Here, the court of appeals agreed with appellant that Art. 44.46(a)(2) violated the *231Texas Constitution’s protection of his inviolate right to jury trials. I would reverse the judgment of the court of appeals and conclude that Art. 44.46(a)(2) is not unconstitutional. Because the majority fails to do so, I respectfully concur only in their judgment.

. Art. XVI, § 2 provides,

"Laws shall be made to exclude from..., serving on juries,..., those who may have been or shall hereafter be convicted of bribery, perjury, forgery, or other high crimes." See Tex. Const, art. XVI, § 2.

. I believe the intent of the majority is not to include all crimes of moral turpitude. Instead, by the meaning of the principle of ejusdem generis set out in the majority opinion they include only those crimes of moral turpitude which are akin to bribery, perjury and forgery. These would be crimes involving false statement or dishonesty. In contrast, all crimes of moral turpitude would also include offenses describing acts and character of vileness and baseness which set the offender apart from the rest of society. See U.S. v. Gloria, 494 F.2d 477, 481 (5th Cir.1974).

. U.S. Const, art. II, § 4 sets out:

“The President, Vice President and all civil Officers of the United State shall be removed from Office on Impeachment for, and Conviction of, Treason, Bribery, or other High Crimes and Misdemeanors.”

. For example, crimes which do not involve dishonesty or false statement include murder, sexual assault, burglary, robbery, possession or distribution of controlled substances, and felony intoxication offenses.

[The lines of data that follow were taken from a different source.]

PR #2117, opened 2018-08-31
output: Add disable_chunk_backup for ignore broken chunks. fix #2112

### LINKED ISSUE #2112: Add option to send bad chunks to /dev/null or disable backups at all
- fluentd version: 1.2.4
- Environment information, e.g. OS: Docker / Kubernetes / GKE

We're using Fluentd inside a docker container to collect all Docker logs in our legacy environment and also inside Kubernetes. After updating to 1.2.0 container crashed after a while as /tmp/fluentd used all diskspace inside the container, which was limited to 3 gb. 

Via env var FLUENT_BACKUP_DIR we could modify the directory but still the only way to get around the problem is to mount the used directory to the host, and delete the files there from time to time.

Imho an option to send backups to /dev/null or to disable creation of this backups is missing currently.

Would be nice it could be added.

repeatedly:


repeatedly:
@okkez Could you review this patch?

repeatedly:
@cosmo0920 okkez seems busy for fluentd-ui. Could you check this patch?

PR #4474, opened 2024-04-26
Make sure parser returns hash

### LINKED ISSUE #4100: JSON parser plugin can sometimes output records as strings rather than `Hash`

daipom:
* Partially Fixes #4100 
* Remake #4106
  * Add fixes for `parser_msgpack` and some refactoring

* Make sure `parser_json` and `parser_msgpack` return Hash.
* Make `parser_json` and `parser_msgpack` accept only `Hash` or `Array` of `Hash`

It is wrong for Parser to return a record that is not Hash.
Subsequent processing may result in errors.

`parser_json` and `parser_msgpack` could return non-Hash objects, so they have been fixed in this PR.
In addition, `in_http` was designed based on this wrong behavior, so it has been fixed as well in this PR.

**However, we have a remaining problem with `filter_parser`.**
`filter_parser` could return Array based on this wrong behavior.
This PR disables it, so it can not return multiple parsed results anymore.
Even though it was wrong to begin with, it's possible that this change in specifications would be unacceptable.
We need to consider this change carefully.
I explain some examples in detail below.

**Docs Changes**:
TODO

**Release Note**: 
TODO

# Example: parser_json

## Case: No subsequent processing (without `convert_values`)

* Before: Array => Single record
* After: Array => Multiple records

Config

```xml
<source>
  @type tcp
  tag test.tcp
  <parse>
    @type json
  </parse>
</source>

<match test.**>
  @type stdout
</match>
```

Operation

```console
$ netcat 0.0.0.0 5170
[{"k":"v"}, {"k2":"v2"}]
```

Result BEFORE this fix

```
2023-03-21 23:30:30.623063804 +0900 test.tcp: [{"k":"v"},{"k2":"v2"}]
```

Result AFTER this fix

```
2023-03-21 23:29:20.147728222 +0900 test.tcp: {"k":"v"}
2023-03-21 23:29:20.147754433 +0900 test.tcp: {"k2":"v2"}
```

## Case: No subsequent processing (with `convert_values`)

* Before: Array => **NoMethodError**
* After: Array => Multiple records

Config

```xml
<source>
  @type tcp
  tag test.tcp
  <parse>
    @type json
    null_empty_string
  </parse>
</source>

<match test.**>
  @type stdout
</match>
```

Operation

```console
$ netcat 0.0.0.0 5170
[{"k":"v"}, {"k2":"v2"}]
```

Result BEFORE this fix

```
2024-04-26 18:48:43 +0900 [error]: #0 unexpected error on reading data host="127.0.0.1" port=33268 error_class=NoMethodError error="undefined method `each_key' for [{\"k\"=>\"v\"}, {\"k2\"=>\"v2\"}]:Array"
```

Result AFTER this fix

```
2024-04-26 18:51:02.763961229 +0900 test.tcp: {"k":"v"}
2024-04-26 18:51:02.763971914 +0900 test.tcp: {"k2":"v2"}
```

## Case: With subsequent filter processing

* Before: Array => **NoMethodError**
* After: Array => Multiple records

Config

```xml
<source>
  @type tcp
  tag test.tcp
  <parse>
    @type json
  </parse>
</source>

<filter test.**>
  @type record_transformer
  enable_ruby true
  <record>
    class ${record.class}
  </record>
</filter>

<match test.**>
  @type stdout
</match>
```

Operation

```console
$ netcat 0.0.0.0 5170
[{"k":"v"}, {"k2":"v2"}]

```

Result BEFORE this fix

```
2023-03-21 23:30:51 +0900 [warn]: #0 dump an error event: error_class=NoMethodError error="undefined method `merge!' for [{\"k\"=>\"v\"}, {\"k2\"=>\"v2\"}]:Array" location="/home/daipom/work/fluentd/fluentd/lib/fluent/plugin/filter_record_transformer.rb:135:in `reform'" tag="test.tcp" time=2023-03-21 23:30:51.040692881 +0900 record=[{"k"=>"v"}, {"k2"=>"v2"}]
```

Result AFTER this fix

```
2023-03-21 23:29:55.783183244 +0900 test.tcp: {"k":"v","class":"Hash"}
2023-03-21 23:29:55.783215076 +0900 test.tcp: {"k2":"v2","class":"Hash"}
```

# Example: filter_parser

## Case: No subsequent processing (without any option)

* Before: Array => Single record
* After: Array => **Imcomleted single record that has only the first value** **!!Remaining Problem!!**

Config

```xml
<source>
  @type sample
  tag test.array
</source>

<filter test.**>
  @type parser
  key_name message
  <parse>
    @type json
  </parse>
</filter>

<match test.**>
  @type stdout
</match>
```

Result BEFORE this fix

```
2024-04-26 18:53:30.029602646 +0900 test.array: [{"k":"v"},{"k2":"v2"}]
```

Result AFTER this fix

```
2024-04-26 18:55:28.010836436 +0900 test.array: {"k":"v"}
```

## Case: No subsequent processing (with some options such as `reserve_data`)

* Before: Array => **ParserError and return the original record**
  * `parse failed no implicit conversion of Array into Hash`
* After: Array => **Imcomleted record that has only the first value** **!!Remaining Problem!!**

Config

```xml
<source>
  @type sample
  tag test.array
</source>

<filter test.**>
  @type parser
  key_name message
  reserve_data
  <parse>
    @type json
  </parse>
</filter>

<match test.**>
  @type stdout
</match>
```

Result BEFORE this fix

```
2024-04-26 18:58:25 +0900 [warn]: #0 dump an error event: error_class=Fluent::Plugin::Parser::ParserError error="parse failed no implicit conversion of Array into Hash" location="/home/daipom/work/fluentd/fluentd/lib/fluent/plugin/filter_parser.rb:110:in `rescue in filter_with_time'" tag="test.array" time=2024-04-26 18:58:25.027466823 +0900 record={"message"=>"[{\"k\":\"v\"}, {\"k2\":\"v2\"}]"}
2024-04-26 18:58:25.027466823 +0900 test.array: {"message":"[{\"k\":\"v\"}, {\"k2\":\"v2\"}]"}
```

Result AFTER this fix

```
2024-04-26 18:58:08.091274876 +0900 test.array: {"message":"[{\"k\":\"v\"}, {\"k2\":\"v2\"}]","k":"v"}
```

## Case: With subsequent filter processing

* Before: Array => **dump an error event: error_class=NoMethodError**
* After: Array => **Imcomleted record that has only the first value** **!!Remaining Problem!!**

Config

```xml
<source>
  @type sample
  tag test.array
</source>

<filter test.**>
  @type parser
  key_name message
  <parse>
    @type json
  </parse>
</filter>

<filter test.**>
  @type record_transformer
  enable_ruby true
  <record>
    class ${record.class}
  </record>
</filter>

<match test.**>
  @type stdout
</match>
```

Result BEFORE this fix

```
2024-04-26 19:06:23 +0900 [warn]: #0 dump an error event: error_class=NoMethodError error="undefined method `merge!' for [{\"k\"=>\"v\"}, {\"k2\"=>\"v2\"}]:Array" location="/home/daipom/work/fluentd/fluentd/lib/fluent/plugin/filter_record_transformer.rb:135:in `reform'" tag="test.array" time=2024-04-26 19:06:23.032939419 +0900 record=[{"k"=>"v"}, {"k2"=>"v2"}]
```

Result AFTER this fix

```
2024-04-26 19:07:25.096004693 +0900 test.array: {"k":"v","class":"Hash"}
```

### DIFF
--- a/lib/fluent/plugin/parser_json.rb
+++ b/lib/fluent/plugin/parser_json.rb
@@ -70,14 +70,31 @@ module Fluent
       end
 
       def parse(text)
-        record = @load_proc.call(text)
-        time = parse_time(record)
-        if @execute_convert_values
-          time, record = convert_values(time, record)
+        parsed_json = @load_proc.call(text)
+
+        if parsed_json.is_a?(Hash)
+          time, record = parse_one_record(parsed_json)
+          yield time, record
+        elsif parsed_json.is_a?(Array)
+          parsed_json.each do |record|
+            unless record.is_a?(Hash)
+              yield nil, nil
+              next
+            end
+            time, parsed_record = parse_one_record(record)
+            yield time, parsed_record
+          end
+        else
+          yield nil, nil
         end
-        yield time, record
+
       rescue @error_class, EncodingError # EncodingError is for oj 3.x or later
         yield nil, nil
+      end
+
+      def parse_one_record(record)
+        time = parse_time(record)
+        convert_values(time, record)
       end
 
       def parser_type
--- a/lib/fluent/plugin/filter_parser.rb
+++ b/lib/fluent/plugin/filter_parser.rb
@@ -79,6 +79,10 @@ module Fluent::Plugin
                 end
             @accessor.delete(record) if @remove_key_name_field
             r = handle_parsed(tag, record, t, values)
+            # Note: https://github.com/fluent/fluentd/issues/4100
+            # If the parser returns multiple records from one raw_value,
+            # this returns only the first one record.
+            # This should be fixed in the future version.
             return t, r
           else
             if @emit_invalid_record_to_error
--- a/lib/fluent/plugin/in_http.rb
+++ b/lib/fluent/plugin/in_http.rb
@@ -203,54 +203,24 @@ module Fluent::Plugin
       begin
         path = path_info[1..-1]  # remove /
         tag = path.split('/').join('.')
-        record_time, record = parse_params(params)
 
-        # Skip nil record
-        if record.nil?
-          log.debug { "incoming event is invalid: path=#{path_info} params=#{params.to_json}" }
-          if @respond_with_empty_img
-            return RESPONSE_IMG
-          else
-            if @use_204_response
-              return RESPONSE_204
-            else
-              return RESPONSE_200
-            end
+        mes = Fluent::MultiEventStream.new
+        parse_params(params) do |record_time, record|
+          if record.nil?
+            log.debug { "incoming event is invalid: path=#{path_info} params=#{params.to_json}" }
+            next
           end
-        end
 
-        mes = nil
-        # Support batched requests
-        if record.is_a?(Array)
-          mes = Fluent::MultiEventStream.new
-          record.each do |single_record|
-            add_params_to_record(single_record, params)
-
-            if param_time = params['time']
-              param_time = param_time.to_f
-              single_time = param_time.zero? ? Fluent::EventTime.now : @float_time_parser.parse(param_time)
-            elsif @custom_parser
-              single_time = @custom_parser.parse_time(single_record)
-              single_time, single_record = @custom_parser.convert_values(single_time, single_record)
-            else
-              single_time = convert_time_field(single_record)
-            end
-
-            mes.add(single_time, single_record)
-          end
-        else
           add_params_to_record(record, params)
 
           time = if param_time = params['time']
                    param_time = param_time.to_f
                    param_time.zero? ? Fluent::EventTime.now : @float_time_parser.parse(param_time)
                  else
-                   if record_time.nil?
-                     convert_time_field(record)
-                   else
-                     record_time
-                   end
+                   record_time.nil? ? convert_time_field(record) : record_time
                  end
+
+          mes.add(time, record)
         end
       rescue => e
         if @dump_error_log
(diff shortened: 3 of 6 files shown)


lib/fluent/plugin/parser_json.rb
```diff
@@ -70,16 +70,33 @@ def configure_json_parser(name)
       end
 
       def parse(text)
-        record = @load_proc.call(text)
-        time = parse_time(record)
-        if @execute_convert_values
```
ashie, line 75: Note: No need to check `@execute_convert_values` here because it's also checked in `convert_values`.

ashie (approved):
LGTM

daipom:
Thanks! I have added `Release Note` to https://github.com/fluent/fluentd/pull/4474#issue-2265457668.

. The only support they have found in their position was in the dissenting opinion of Justice Dorsey in the court below.

. The State filed petitions for discretionary review through the Cameron County District Attorney’s office and through the State Prosecuting Attorney's office. The Cameron County District Attorney’s office argues that Art. 44.46(2) does not violate the Texas Constitution. The State Prosecuting Attorney’s office argues essentially the same issue. For the purposes of this opinion we will consider the offices of the District Attorney and the State Prosecuting Attorney to be a single party, to wit, the State. See State v. Hight, 907 S.W.2d 845, 846 (Tex.Crim.App.1995).

. Only those specific federal constitutional errors which have been labeled by the United States Supreme Court as structural errors are categorically immune to harmless error analysis. See Arizona v. Fulminante, 499 U.S. 279, 111 S.Ct. 1246, 1264-65, 113 L.Ed.2d 302 (1991), (stating that the Supreme Court defined certain federal constitutional errors as "structural” and, therefore, immune to harmless error analysis).

. There is nothing in this type of error which should be immune to harmless error analysis. "Appellate courts should not foreclose entire categories of error from harmless error review merely because such errors may resist a meaningful harmless error determination.” Cain v. State, 947 S.W.2d at 264.